We don't have to look hard to understand the "why" of monads. They were
introduced in the paper _Monads for Functional Programming_ by Philip Wadler
([http://homepages.inf.ed.ac.uk/wadler/papers/marktoberdorf/ba...](http://homepages.inf.ed.ac.uk/wadler/papers/marktoberdorf/baastad.pdf))
and he spells out the motivations very clearly!

Here was one key to my understanding monads. In a purely functional language
you want everything to be referentially transparent. That is, every expression
should be able to be substituted for its value no matter where it appears. At
the very least, you'll want the ability to denote which parts of your program
are referentially transparent and which aren't.

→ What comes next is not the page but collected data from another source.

Issue #2593, opened 2020-08-02
Deduplicate requests


ianldgs:
**Library Affected**:
*workbox-core, workbox-strategies*

**Browser & Platform**:
*all browsers*

**Issue or Feature Request Description**:
*Support for deduplicating requests.*
Or
*Support for creating custom strategies*
Or
*Extend plugin API*

**Use case**
*2 API calls to the same endpoint, with the same query, being done at the same time*

**What I've got so far**
*I have cloned the repo (V6) and created a custom strategy. However, the structure is not being very helpful for this case. I cannot base my strategy on another strategy, or even use the strategy as secondary and it depends on a lot of internals.**

**Idea**
*I do understand that, apart from the problems, this strategy wouldn't be as useful as the others currently provided and that creating custom strategies isn't something that people do every day. So the most elegant solution would probably be to provide a `fetch` method on the plugin API. The `requestWillFetch` doesn't work for this case.*

PS: If you like the idea, I can create a pull request. I've got a bit familiar with the project and internals.

jeffposnick:
Hmm, that's interesting. I'd like to hear more about exactly how you envision this working, and whether caching comes into play at all, or if it's network-only.

Here's what I _think_ you're asking for: a custom `Strategy` that will detect whether a request is for a URL that is already in the middle of being requested. While there's already an in-flight request, the second request will pause; once there's a response for the first request, that response will be cloned and used to satisfy all other paused requests.

In that model, there's no caches that come into play, and the pausing only happens if there is an actual overlap between two inflight requests; if two requests are made sequentially, without and overlap, then the second one would behave independent of the first.

Does that sound like what you had in mind?

jeffposnick:
I also wanted to note that, especially with the upcoming support for custom `Strategy` subclasses in Workbox v6, we're really hoping that developers will address creative use cases like this not with pull requests against Workbox, but by publishing their own `Strategy` classes and plugins on `npm`.

An ecosystem of third-party modules that worked with Workbox would be 💯 .

ianldgs:
> Hmm, that's interesting. I'd like to hear more about exactly how you envision this working, and whether caching comes into play at all, or if it's network-only.
> 
> Here's what I _think_ you're asking for: a custom `Strategy` that will detect whether a request is for a URL that is already in the middle of being requested. While there's already an in-flight request, the second request will pause; once there's a response for the first request, that response will be cloned and used to satisfy all other paused requests.
> 
[...]

PR #2608, opened 2020-08-16
DX improvements for extending Strategy classes

jeffposnick:
R: @philipwalton 

This fixes a couple of awkward things I found when extending `NetworkFirst` in https://github.com/GoogleChrome/workbox/issues/2593#issuecomment-674455562:

- The log messages should use `this.constructor.name` instead of a hardcoded string.
- `NetworkFirstOptions` wasn't exported, making it awkward to call the `NetworkFirst` constructor via `super()` without using `any`.

### DIFF
--- a/packages/workbox-core/src/_private/dontWaitFor.ts
+++ b/packages/workbox-core/src/_private/dontWaitFor.ts
@@ -12,7 +12,7 @@ import '../_version.js';
  *
  * @private
  **/
-export function dontWaitFor(promise: Promise<any>) {
+export function dontWaitFor(promise: Promise<any>): void {
   // Effective no-op.
   promise.then(() => {});
 }
--- a/packages/workbox-strategies/src/NetworkFirst.ts
+++ b/packages/workbox-strategies/src/NetworkFirst.ts
@@ -17,7 +17,7 @@ import {messages} from './utils/messages.js';
 import './_version.js';
 
 
-interface NetworkFirstOptions extends StrategyOptions {
+export interface NetworkFirstOptions extends StrategyOptions {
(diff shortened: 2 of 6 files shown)


packages/workbox-core/src/_private/dontWaitFor.ts
```diff
@@ -12,7 +12,7 @@ import '../_version.js';
  *
  * @private
  **/
-export function dontWaitFor(promise: Promise<any>) {
+export function dontWaitFor(promise: Promise<any>): void {
```
jeffposnick, line 15: I think the `tsc` dependency bump did something to make this required.

https://github.com/GoogleChrome/workbox/pull/2608/checks?check_run_id=991709793#step:6:131

packages/workbox-strategies/src/NetworkFirst.ts
```diff
@@ -17,7 +17,7 @@ import {messages} from './utils/messages.js';
 import './_version.js';
 
 
-interface NetworkFirstOptions extends StrategyOptions {
+export interface NetworkFirstOptions extends StrategyOptions {
```
jeffposnick, line 20: I believe we agreed that these should be sub-module exports rather than top-level exports, right? This matches what we're doing for the `StrategyOptions` interface as well, and means you have to do `import {NetworkFirstOptions} from 'workbox-strategies/NetworkFirst'`.

https://github.com/GoogleChrome/workbox/blob/0f52e63616888bb6b568ed8dba0ec049654529c5/packages/workbox-strategies/src/Strategy.ts#L20-L25

philipwalton (approved):

PR #2616, opened 2020-08-24
Allow cacheKeyWillBeUsed to influence the request method check

### LINKED ISSUE #2615: Allow post caching
**Library Affected**:
workbox-strategies

**Browser & Platform**:
all browsers

Allow post caching

Developers should be able to cache `post` requests as `get` requests using `cacheKeyWillBeUsed`.  Currently there is a check that prevents post caching, which checks the initial request instead of the request returned by `cacheKeyWillBeUsed`, which should be respected as a custom cache key.

A related issue #2574 was filed but closed by the author.

markbrocato:
Fixes #2615

Moves the request method check after the call to `cacheKeyWillBeUsed` so that developers can potentially cache `post` requests as `get` requests.

### DIFF
--- a/packages/workbox-strategies/src/StrategyHandler.ts
+++ b/packages/workbox-strategies/src/StrategyHandler.ts
@@ -197,7 +197,13 @@ class StrategyHandler {
    */
   async cachePut(key: RequestInfo, response: Response): Promise<void> {
     const request: Request = toRequest(key);
-
+    
+    // Run in the next task to avoid blocking other cache reads.
+    // https://github.com/w3c/ServiceWorker/issues/1397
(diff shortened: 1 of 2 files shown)


markbrocato:
@googlebot I signed it!

jeffposnick (approved):
Thanks for the contribution! As mentioned in https://github.com/GoogleChrome/workbox/issues/2615, I'm not sure that I want to advertise this as a way to cache arbitrary `POST` requests, but it does makes sense to perform the method check on the `cacheKeyWillBeUsed` return value.

If folks who know what they're doing use that as a way to cache `POST` requests, then so be it...

PR #2620, opened 2020-08-26
networkTimeoutSeconds in NetworkOnly

### LINKED ISSUE #2030: Add networkTimeoutSeconds to NetworkOnly strategy
At present, it is possible to set timeout only for ``NetworkFirst`` strategy:

```
workbox.strategies.networkFirst({networkTimeoutSeconds: 10});
```

When ``NetworkOnly`` strategy is used to retrieve _non-cacheable data_, it keeps waiting indefinitely in case of a network issue.

Suggested implementation: https://github.com/github/fetch/issues/175#issuecomment-216791333

jeffposnick:
R: @philipwalton
CC: @Snugug 

Fixes #2030

This adds support for `networkTimeoutSeconds` to the `NetworkOnly` strategy, for folks who are okay with a network request failing after a period of time.


packages/workbox-strategies/src/NetworkOnly.ts
```diff
@@ -42,15 +68,29 @@ class NetworkOnly extends Strategy {
...
+      const promises: Promise<Response|undefined>[] = [handler.fetch(request)];
+
+      if (this._networkTimeoutSeconds) {
+        const timeoutPromise = new Promise((resolve: (_: undefined) => void) => {
+          setTimeout(resolve, this._networkTimeoutSeconds * 1000);
+        });
+        promises.push(timeoutPromise);
+      }
+
+      response = await Promise.race(promises);
```
jeffposnick, line 84: I know `Promise.race()` is often not the right choice... but here I think it is?

packages/workbox-strategies/src/NetworkOnly.ts
```diff
@@ -42,15 +68,29 @@ class NetworkOnly extends Strategy {
...
-    let response;
+    let error: Error | undefined = undefined;
+    let response: Response | undefined;
+
     try {
-      response = await handler.fetch(request);
+      const promises: Promise<Response|undefined>[] = [handler.fetch(request)];
+
+      if (this._networkTimeoutSeconds) {
+        const timeoutPromise = new Promise((resolve: (_: undefined) => void) => {
```
philipwalton: This can use the `timeout` function in `workbox-core`: https://github.com/GoogleChrome/workbox/blob/v6/packages/workbox-core/src/_private/timeout.ts

packages/workbox-strategies/src/NetworkOnly.ts
```diff
@@ -30,6 +34,28 @@ import './_version.js';
  * @memberof module:workbox-strategies
  */
 class NetworkOnly extends Strategy {
+  private readonly _networkTimeoutSeconds: number;
+
+  /**
+   * @param {Object} options
```
philipwalton: Note, all these options are optional, but they're not indicated as such by the jsdocs.

I've made that change as part of my [`precaching-v6` changes](https://github.com/GoogleChrome/workbox/compare/v6...precaching-v6#diff-0c320ed20894cc8a17c07ff33737889a), but you may as well make them here to avoid merge conflicts.

packages/workbox-strategies/src/NetworkOnly.ts
jeffposnick: Switched.

packages/workbox-strategies/src/NetworkOnly.ts
jeffposnick: Done.

jeffposnick:
@philipwalton, PTAL.

PR #2797, opened 2026-03-18
[#2796] Reorder comms data assignment in station placement

### LINKED ISSUE #2796: [Bug] lua `setCommsFunction(commsStation)` not registering the function
ECS compiled 18Mar2026
Test scenario: Close the gaps (scenario_50_gaps.lua)
When player ship contacts friendly station, they should see the interaction as defined by the function commsStation. Instead they get the default comms script dialog. I verified that the lua code on line 220 of place_station_scenario_utility.lua was being executed:
`station:setCommsScript(""):setCommsFunction(commsStation)`
I tried taking out the `setCommsScript("")` bit, but it did not make a difference.

My apologies if this has already been noted. I looked for an issue that resembled this and did not see one.

oznogon:
In ECS, `setTemplate()` overwrites the entity's CommsReceiver component to use the default comms script.

In `place_station_scenario_utility.lua`, re-initialize `setCommsFunction` immediately after applying `setTemplate` in `placeStation`. On legacy this should be idempotent, on ECS this should restore the expected state.

Should fix #2796.

### DIFF
--- a/scripts/place_station_scenario_utility.lua
+++ b/scripts/place_station_scenario_utility.lua
@@ -96,6 +96,9 @@ function placeStation(x,y,name,faction,size,diagnostic)
 			station:setTemplate(szt())
 		end
 	end
+	if commsStation ~= nil then
+		station:setCommsScript(""):setCommsFunction(commsStation)
+	end
 	if diagnostic == nil then
 		diagnostic = false
 	else


scripts/place_station_scenario_utility.lua
```diff
@@ -96,6 +96,9 @@ function placeStation(x,y,name,faction,size,diagnostic)
 			station:setTemplate(szt())
 		end
 	end
+	if commsStation ~= nil then
+		station:setCommsScript(""):setCommsFunction(commsStation)
```
daid: The setCommsScript is redundant (setting a function overrules a script) and this looks odd, does it this depend on some global?

oznogon:
Closing in favor of #2798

This can be expressed as utopian vision: in a purely functional language we'd
like everything — _everything_ — to be a value. And if you want expressions
involving functions to be referentially transparent you're going to need pure
functions.

We now need some way of translating code with side effects into code that
returns a value. One reasonable abstraction is to say that the "value" is not
the work itself — once the work is done it's out of the bag, after all — but
rather the "value" is the machine which can perform that work.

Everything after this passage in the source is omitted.